Formula 1 is set to bring back refuelling in 2017 as part of a raft of changes aimed at making the sport more exciting.
Following a lengthy Strategy Group meeting at Biggin Hill on Thursday, F1 teams are understood to have agreed on a number of changes to spice up the show.
As well as refuelling, which was banned at the end of 2009, F1 aims to introduce wider tyres, with higher revving engines that will make more noise.
It was agreed that F1 would stick with the current V6 turbo engines, with the idea of a dual power unit formula having been rejected.
An FIA statement said: "On the engine side, it has been decided that stability of the rules should prevail in consideration of the investments of the manufacturers involved in the sport and to give visibility to potential new entrants."
The rules proposals will still need to be approved by the F1 Commission, and then ratified at the next meeting of the FIA’s World Motor Sport Council which takes place in Mexico in July.
Cars will be 'more aggressive'
For 2017, there will also be aerodynamic tweaks to the cars to make them perform better and look more aggressive.
It is hoped that the changes will make cars between five and six seconds per lap faster.
For next year there will also be a free choice of two dry tyre compounds from the four available at each race.
There are other ideas also being discussed which include the race weekend format and a push to make race starts become solely influenced by driver.

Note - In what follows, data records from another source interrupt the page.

PR #3688, opened 2025-10-29
Bump golangci-lint to 2.6.0

xrstf:
## Summary
This is just maintenance. I also bumped logcheck because 0.9 doesn't work on Go 1.25 systems.

gocritic now complains about the misplaced Deprecation notices, and after fixing them, I had to adjust a bit of code in our codebase. However I did not remove the deprecated CreateSheriff, even though it was meant to be deprecated allll the way back in #1642 (2022). But since that never worked, nobody noticed and so I would declare today the official deprecation day :grin: 

## What Type of PR Is This?
/kind chore

## Release Notes
```release-note
NONE
```


mjudeikis (approved):
/lgtm
/approve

Customer cars back on agenda
Costs have also been discussed, with Strategy Group members teams expected to evaluate a number of ideas over the next few weeks – including the possible return of customer cars.
It was confirmed that plans for a fifth engine have been dropped.
An FIA statement said: "This constructive meeting between the FIA, FOM and the Teams has allowed paving the way for the future of the championship.
"All parties agreed to work together with an intention to firm up these proposals and submit them to the approval of the F1 Commission and the World Motor Sport Council of the FIA as soon as possible for implementation."